In the worst case, where the haystack is aaa...aaa and huge (say, 128MB), and the needle is aaa...aaab and very large but not quite as large (say, 4MB), strpos() has much worse runtime.

This bad case is technically reachable -- at least partly -- in most checks, because the haystack is usually user-controlled (a URL, or chat message, or comment, or whatever). The needle is more rarely user-controlled, but even with a short needle the runtime can be much worse against a large haystack.

The lint message recommends strncmp() because it has similar average-case behavior to strpos() but much better worst-case behavior, and the worst case is often reachable, either by accident with large inputs or by malicious users crafting large inputs.

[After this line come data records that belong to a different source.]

PR #6603, opened 2021-08-09
Add isActive Service Record Check in Elevate Enabled Check

andrewyu-salesforce:
Implement the isActive record validation in Apex to check if Elevate is registered or not
# Critical Changes

# Changes

# Issues Closed

# Community Ideas Delivered

 - We added an additional check to the Elevate integration when a request is sent to deregister Elevate from Salesforce.

# New Metadata

# Deleted Metadata

### DIFF
--- a/force-app/main/default/classes/PS_IntegrationServiceConfig.cls
+++ b/force-app/main/default/classes/PS_IntegrationServiceConfig.cls
@@ -76,6 +76,22 @@ public with sharing class PS_IntegrationServiceConfig {
     };
 
     /**
+    * @description Returns the Elevate integration service enablement status
+    * @return Boolean
+    */
+    public Boolean isIntegrationEnabled() {
+        return isEnabled;
+    }
+
+    /**
+    * @description Determines if the current user has the appropriate permissions to modify Elevate records
+    * @return Boolean
+    */
+    public Boolean hasIntegrationPermissions() {
+        return hasPermissions;
+    }
+
+    /**
     * @description Determines if the Elevate integration service is configured and enabled.
     * The Elevate Payment Services integration is considered enabled when all required
     * service records are present with value and isActive record is either missing or true
@@ -120,14 +136,6 @@ public with sharing class PS_IntegrationServiceConfig {
     }
 
     /**
-    * @description Returns the Elevate integration service enablement status
-    * @return Boolean
-    */
-    public Boolean isIntegrationEnabled() {
-        return isEnabled;
-    }
-
-    /**
     * @description Determines if the current user has the appropriate permissions to modify Elevate records
     * @return Boolean
     */
@@ -144,13 +152,6 @@ public with sharing class PS_IntegrationServiceConfig {
         set;
     }
 
-    /**
-    * @description Determines if the current user has the appropriate permissions to modify Elevate records
-    * @return Boolean
-    */
-    public Boolean hasIntegrationPermissions() {
-        return hasPermissions;
-    }
 
     /**
     * @description Returns the same instance of the Configuration inner class
--- a/force-app/main/default/classes/PS_IntegrationServiceConfig.cls
+++ b/force-app/main/default/classes/PS_IntegrationServiceConfig.cls
@@ -53,7 +53,7 @@ public with sharing class PS_IntegrationServiceConfig {
     public static final String CLIENTID = 'clientId';
 
     //Determine if Elevate connection is active
-    public static final String isActive = 'isActive';
+    public static final String IS_ACTIVE = 'isActive';
 
     // Elevate record view types
     public enum VIEW_TYPE {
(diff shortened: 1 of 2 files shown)


force-app/main/default/classes/PS_IntegrationServiceConfig.cls
```diff
@@ -72,28 +75,64 @@ public with sharing class PS_IntegrationServiceConfig {
...
-    * is at least a single record in the protected Payment Services Configuration object
+    * The Elevate Payment Services integration is considered enabled when all required
+    * service records are present with value and isActive record is either missing or true
     * @return Boolean
     */
     private Boolean isEnabled {
         get {
             if (isEnabled == null) {
-                return config.keyValueMap.keySet().containsAll(REQUIRED_CONFIG_KEYS);
+                return isIntegrationActive() && hasElevateServiceData();
```
psadie-sfdo, line 103: Is there additional value to having these two method calls in a private getter? Could we just call these two private methods directly in the public `isIntegrationEnabled`?

psadie-sfdo (changes requested):
Just one question and a minor typo. Could we add a link to the work item in the PR description as well?

Otherwise, this is looking good to me!

andrewyu-salesforce:
[WI-9419790](https://gus.lightning.force.com/lightning/r/ADM_Work__c/a07AH000000O5rrYAC/view)

force-app/main/default/classes/PS_IntegrationServiceConfig.cls
```diff
@@ -74,26 +77,48 @@ public with sharing class PS_IntegrationServiceConfig {
...
+    }
+
+    /**
+    * @description Determine if isActive service record exist. If the record exist,
+    * using the record to determine if Elevate is registered. Else assume the key
+    * is active
+    * @return Boolean
+    */
+    private Boolean isIntegrationActive() {
+        if (config.keyValueMap.containsKey(isActive)) {
```
lparrott, line 103: I'm glad you took this approach, we should only care about this key/value if a customer deactivated Elevate.

force-app/main/default/classes/PS_IntegrationServiceConfig.cls
```diff
@@ -52,6 +52,9 @@ public with sharing class PS_IntegrationServiceConfig {
     public static final String ELEVATE_SDK = 'elevateSDK';
     public static final String CLIENTID = 'clientId';
 
+    //Determine if Elevate connection is active
+    public static final String isActive = 'isActive';
```
psadie-sfdo, line 56: Should this be `IS_ACTIVE`?

force-app/main/default/classes/PS_IntegrationServiceConfig.cls
psadie-sfdo: What do y'all think about pushing this `config.keyValueMap.containsKey(isActive)` as a query method on config ala `config.hasIsActiveFlag()` and further can do `config.getIsActive()` instead of `Boolean.valueOf(config.keyValueMap.get(isActive))`?

andrewyu-salesforce:
I don't think configuration class should know the context of what is stored in the Payment Service Info. I move the checking logic to the Service class at the bottom. There is a inner class specifically for retrieving different Key Value pair

force-app/main/default/classes/PS_IntegrationServiceConfig.cls
```diff
@@ -78,11 +78,11 @@ public with sharing class PS_IntegrationServiceConfig {
     /**
     * @description Determines if the Elevate integration service is configured and enabled.
     * The Elevate Payment Services integration is considered enabled when all required
-    * service records are present with value and isActive record is either missing or true
+    * service records are present with value and Integration is Active
     * @return Boolean
     */
     public Boolean isIntegrationEnabled() {
-        return isIntegrationActive() && hasElevateServiceData();
+        return isIntegrationActive() && ElevateConfigService.hasAllRequiredServiceData();
```
andrewyu-salesforce, line 85: What do you think of also moving `hasAllRequiredServiceData()` to the Service class and directly call here. I can have the same pattern as `isIntegrationActive()` and call the ConfigService in the inner function. However, I don't see the value for `hasAllRequiredServiceData()` since the function name is pretty self explanatory in this context

psadie-sfdo: I'd say the only value at that point would be consistency. I'd say either we should go ahead and follow the same pattern as `isIntegrationActive` and call the service in the inner function or call the service directly here.

lparrott (approved):

psadie-sfdo (approved):
Looks good! Thanks!

bdvorachek (approved):

andrewyu-salesforce:
WI: https://gus.lightning.force.com/lightning/r/ADM_Work__c/a07AH000000O5rrYAC/view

There are some cases where the minuscule difference in call overhead could show up on a profile, and strpos() might appear faster for real data than strncmp(), but I've never encountered a case like this where it isn't better to be more aggressive about removing the call overhead. Testing with isset() and comparing individual indexes has lower overhead than calling either function. For example, we do this in phutil_tag():

if (isset($href[0])) {
  $is_anchor_href = ($href[0] == '#');

  $is_domain_href = ($href[0] == '/') &&
                    (!isset($href[1]) || $href[1] != '/');

This is testing for # and / prefixes, and was faster than calling strpos() or strncmp() when profiled. I think this is the only place in the codebase where I've optimized away calls to these functions. Another approach in cases like this could be to port the whole method implementation to an extension; see T2312.